▶ AVAILABLE DATA:
────

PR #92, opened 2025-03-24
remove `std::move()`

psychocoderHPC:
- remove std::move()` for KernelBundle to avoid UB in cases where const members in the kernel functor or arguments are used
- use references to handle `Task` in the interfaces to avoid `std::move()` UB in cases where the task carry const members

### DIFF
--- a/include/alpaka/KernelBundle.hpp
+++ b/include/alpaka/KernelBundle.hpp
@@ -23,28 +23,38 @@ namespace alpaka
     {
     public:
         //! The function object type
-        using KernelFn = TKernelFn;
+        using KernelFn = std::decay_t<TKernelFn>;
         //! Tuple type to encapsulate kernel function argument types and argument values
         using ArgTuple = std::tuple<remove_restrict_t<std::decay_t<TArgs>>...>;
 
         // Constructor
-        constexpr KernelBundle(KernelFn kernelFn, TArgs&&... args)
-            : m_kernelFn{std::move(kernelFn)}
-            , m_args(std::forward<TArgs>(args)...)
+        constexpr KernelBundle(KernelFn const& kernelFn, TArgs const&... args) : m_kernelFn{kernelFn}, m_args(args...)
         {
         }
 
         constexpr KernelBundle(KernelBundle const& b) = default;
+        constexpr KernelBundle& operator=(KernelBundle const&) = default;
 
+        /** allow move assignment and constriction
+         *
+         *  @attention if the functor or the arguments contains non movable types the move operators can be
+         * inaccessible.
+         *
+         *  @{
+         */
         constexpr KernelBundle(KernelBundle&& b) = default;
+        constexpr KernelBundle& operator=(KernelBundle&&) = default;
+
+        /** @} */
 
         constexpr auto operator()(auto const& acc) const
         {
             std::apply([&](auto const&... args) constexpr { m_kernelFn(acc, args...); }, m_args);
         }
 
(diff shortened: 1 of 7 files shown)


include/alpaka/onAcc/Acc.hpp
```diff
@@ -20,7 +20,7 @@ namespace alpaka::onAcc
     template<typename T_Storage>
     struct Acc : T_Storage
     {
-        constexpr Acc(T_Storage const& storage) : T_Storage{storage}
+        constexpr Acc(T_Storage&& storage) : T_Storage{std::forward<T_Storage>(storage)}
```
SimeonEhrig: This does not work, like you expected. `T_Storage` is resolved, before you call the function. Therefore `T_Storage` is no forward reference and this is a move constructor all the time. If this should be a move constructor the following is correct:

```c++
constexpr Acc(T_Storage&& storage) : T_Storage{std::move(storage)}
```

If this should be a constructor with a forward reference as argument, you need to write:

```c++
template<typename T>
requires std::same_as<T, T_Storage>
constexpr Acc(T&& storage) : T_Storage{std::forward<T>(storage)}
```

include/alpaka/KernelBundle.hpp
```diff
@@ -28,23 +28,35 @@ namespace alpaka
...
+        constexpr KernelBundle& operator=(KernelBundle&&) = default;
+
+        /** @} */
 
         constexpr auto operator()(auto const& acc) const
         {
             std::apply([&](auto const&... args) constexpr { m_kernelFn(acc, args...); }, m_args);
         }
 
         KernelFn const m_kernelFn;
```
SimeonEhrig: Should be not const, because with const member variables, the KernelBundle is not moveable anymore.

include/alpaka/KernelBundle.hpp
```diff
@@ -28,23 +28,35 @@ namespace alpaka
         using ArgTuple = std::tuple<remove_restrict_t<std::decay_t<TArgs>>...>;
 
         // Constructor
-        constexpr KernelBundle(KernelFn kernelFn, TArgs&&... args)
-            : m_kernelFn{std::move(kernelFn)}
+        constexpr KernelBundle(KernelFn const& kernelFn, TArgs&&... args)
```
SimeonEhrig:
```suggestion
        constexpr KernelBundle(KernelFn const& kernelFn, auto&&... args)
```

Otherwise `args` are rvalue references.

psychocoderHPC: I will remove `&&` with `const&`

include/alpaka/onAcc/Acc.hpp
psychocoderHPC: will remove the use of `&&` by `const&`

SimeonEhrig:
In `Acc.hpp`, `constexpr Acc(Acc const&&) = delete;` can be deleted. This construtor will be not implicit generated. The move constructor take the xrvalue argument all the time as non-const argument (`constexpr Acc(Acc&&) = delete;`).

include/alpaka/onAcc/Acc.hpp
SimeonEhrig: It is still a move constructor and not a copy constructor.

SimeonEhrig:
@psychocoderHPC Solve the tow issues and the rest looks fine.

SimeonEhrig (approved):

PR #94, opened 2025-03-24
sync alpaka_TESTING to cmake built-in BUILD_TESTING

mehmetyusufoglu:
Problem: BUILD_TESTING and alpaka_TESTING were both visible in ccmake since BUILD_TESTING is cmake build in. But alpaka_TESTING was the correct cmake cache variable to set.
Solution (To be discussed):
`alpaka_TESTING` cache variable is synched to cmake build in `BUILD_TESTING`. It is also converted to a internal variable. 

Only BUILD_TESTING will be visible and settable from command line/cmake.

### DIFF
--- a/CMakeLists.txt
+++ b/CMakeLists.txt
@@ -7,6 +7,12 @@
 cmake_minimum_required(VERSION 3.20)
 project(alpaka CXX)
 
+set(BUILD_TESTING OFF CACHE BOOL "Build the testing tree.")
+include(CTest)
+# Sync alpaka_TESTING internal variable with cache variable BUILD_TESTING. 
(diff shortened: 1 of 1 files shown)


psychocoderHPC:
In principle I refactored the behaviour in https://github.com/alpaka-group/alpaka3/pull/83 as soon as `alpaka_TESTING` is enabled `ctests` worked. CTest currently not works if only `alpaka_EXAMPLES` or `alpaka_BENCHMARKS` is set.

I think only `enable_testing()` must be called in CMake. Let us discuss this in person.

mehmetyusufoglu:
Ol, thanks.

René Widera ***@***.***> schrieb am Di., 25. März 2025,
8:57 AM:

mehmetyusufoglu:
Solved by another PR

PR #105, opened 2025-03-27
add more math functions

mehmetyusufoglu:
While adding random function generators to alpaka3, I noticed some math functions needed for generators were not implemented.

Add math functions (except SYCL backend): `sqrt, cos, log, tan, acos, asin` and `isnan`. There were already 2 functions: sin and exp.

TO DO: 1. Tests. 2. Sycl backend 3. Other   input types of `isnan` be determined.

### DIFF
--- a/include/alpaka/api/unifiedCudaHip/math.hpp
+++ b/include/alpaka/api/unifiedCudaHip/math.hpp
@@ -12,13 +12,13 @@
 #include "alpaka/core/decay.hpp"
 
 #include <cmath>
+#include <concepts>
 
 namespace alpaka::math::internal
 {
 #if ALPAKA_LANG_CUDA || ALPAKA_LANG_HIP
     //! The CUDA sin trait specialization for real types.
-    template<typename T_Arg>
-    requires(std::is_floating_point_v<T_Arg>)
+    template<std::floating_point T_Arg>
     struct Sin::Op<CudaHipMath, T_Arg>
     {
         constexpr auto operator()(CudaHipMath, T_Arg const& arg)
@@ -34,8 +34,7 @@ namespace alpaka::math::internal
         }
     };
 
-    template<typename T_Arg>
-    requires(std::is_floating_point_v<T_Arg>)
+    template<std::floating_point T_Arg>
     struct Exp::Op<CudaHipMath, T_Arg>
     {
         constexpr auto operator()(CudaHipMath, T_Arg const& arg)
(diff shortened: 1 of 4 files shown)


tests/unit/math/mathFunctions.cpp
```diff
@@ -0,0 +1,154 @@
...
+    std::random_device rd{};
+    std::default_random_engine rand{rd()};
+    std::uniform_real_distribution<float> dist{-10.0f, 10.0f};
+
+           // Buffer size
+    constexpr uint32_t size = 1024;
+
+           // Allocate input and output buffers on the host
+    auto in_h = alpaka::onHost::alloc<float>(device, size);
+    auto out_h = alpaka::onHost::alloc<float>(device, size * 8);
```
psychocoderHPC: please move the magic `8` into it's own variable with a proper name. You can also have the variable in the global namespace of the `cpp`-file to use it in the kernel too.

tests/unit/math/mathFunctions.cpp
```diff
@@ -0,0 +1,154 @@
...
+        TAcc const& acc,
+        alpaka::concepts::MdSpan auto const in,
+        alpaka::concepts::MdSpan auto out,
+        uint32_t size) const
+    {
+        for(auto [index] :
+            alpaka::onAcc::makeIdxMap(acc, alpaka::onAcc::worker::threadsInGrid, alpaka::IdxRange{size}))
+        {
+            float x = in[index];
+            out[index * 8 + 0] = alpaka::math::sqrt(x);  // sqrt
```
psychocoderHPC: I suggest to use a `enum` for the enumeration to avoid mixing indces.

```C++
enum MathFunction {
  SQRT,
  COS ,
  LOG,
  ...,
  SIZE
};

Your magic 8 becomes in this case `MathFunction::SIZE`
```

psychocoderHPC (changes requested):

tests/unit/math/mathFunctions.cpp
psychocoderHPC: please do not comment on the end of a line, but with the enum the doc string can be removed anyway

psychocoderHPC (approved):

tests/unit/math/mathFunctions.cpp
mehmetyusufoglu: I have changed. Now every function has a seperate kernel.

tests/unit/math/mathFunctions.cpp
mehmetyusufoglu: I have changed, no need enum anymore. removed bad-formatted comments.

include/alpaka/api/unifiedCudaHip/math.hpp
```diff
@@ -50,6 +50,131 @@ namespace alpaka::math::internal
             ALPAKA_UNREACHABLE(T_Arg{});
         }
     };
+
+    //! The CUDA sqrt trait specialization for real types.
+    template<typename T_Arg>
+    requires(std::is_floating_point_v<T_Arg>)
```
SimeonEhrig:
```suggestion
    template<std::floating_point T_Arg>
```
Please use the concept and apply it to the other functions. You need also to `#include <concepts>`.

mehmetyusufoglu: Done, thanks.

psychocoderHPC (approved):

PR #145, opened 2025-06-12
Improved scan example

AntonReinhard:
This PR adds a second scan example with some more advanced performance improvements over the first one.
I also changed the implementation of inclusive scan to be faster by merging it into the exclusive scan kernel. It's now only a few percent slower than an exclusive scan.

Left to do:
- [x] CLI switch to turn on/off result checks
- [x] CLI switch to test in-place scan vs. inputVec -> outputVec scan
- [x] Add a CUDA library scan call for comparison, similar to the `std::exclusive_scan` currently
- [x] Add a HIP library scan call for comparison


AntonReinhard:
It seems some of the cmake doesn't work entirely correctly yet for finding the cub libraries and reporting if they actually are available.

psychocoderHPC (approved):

────

▶ PROBLEM DETAILS: Would you output, from the records above, exactly the run of lines that starts at the line containing "psychocoderHPC: please move" and ends at the line containing "- [x] CLI switch to test", and only that run?

▶ SOLUTION BELOW:
psychocoderHPC: please move the magic `8` into it's own variable with a proper name. You can also have the variable in the global namespace of the `cpp`-file to use it in the kernel too.

tests/unit/math/mathFunctions.cpp
```diff
@@ -0,0 +1,154 @@
...
+        TAcc const& acc,
+        alpaka::concepts::MdSpan auto const in,
+        alpaka::concepts::MdSpan auto out,
+        uint32_t size) const
+    {
+        for(auto [index] :
+            alpaka::onAcc::makeIdxMap(acc, alpaka::onAcc::worker::threadsInGrid, alpaka::IdxRange{size}))
+        {
+            float x = in[index];
+            out[index * 8 + 0] = alpaka::math::sqrt(x);  // sqrt
```
psychocoderHPC: I suggest to use a `enum` for the enumeration to avoid mixing indces.

```C++
enum MathFunction {
  SQRT,
  COS ,
  LOG,
  ...,
  SIZE
};

Your magic 8 becomes in this case `MathFunction::SIZE`
```

psychocoderHPC (changes requested):

tests/unit/math/mathFunctions.cpp
psychocoderHPC: please do not comment on the end of a line, but with the enum the doc string can be removed anyway

psychocoderHPC (approved):

tests/unit/math/mathFunctions.cpp
mehmetyusufoglu: I have changed. Now every function has a seperate kernel.

tests/unit/math/mathFunctions.cpp
mehmetyusufoglu: I have changed, no need enum anymore. removed bad-formatted comments.

include/alpaka/api/unifiedCudaHip/math.hpp
```diff
@@ -50,6 +50,131 @@ namespace alpaka::math::internal
             ALPAKA_UNREACHABLE(T_Arg{});
         }
     };
+
+    //! The CUDA sqrt trait specialization for real types.
+    template<typename T_Arg>
+    requires(std::is_floating_point_v<T_Arg>)
```
SimeonEhrig:
```suggestion
    template<std::floating_point T_Arg>
```
Please use the concept and apply it to the other functions. You need also to `#include <concepts>`.

mehmetyusufoglu: Done, thanks.

psychocoderHPC (approved):

PR #145, opened 2025-06-12
Improved scan example

AntonReinhard:
This PR adds a second scan example with some more advanced performance improvements over the first one.
I also changed the implementation of inclusive scan to be faster by merging it into the exclusive scan kernel. It's now only a few percent slower than an exclusive scan.

Left to do:
- [x] CLI switch to turn on/off result checks
- [x] CLI switch to test in-place scan vs. inputVec -> outputVec scan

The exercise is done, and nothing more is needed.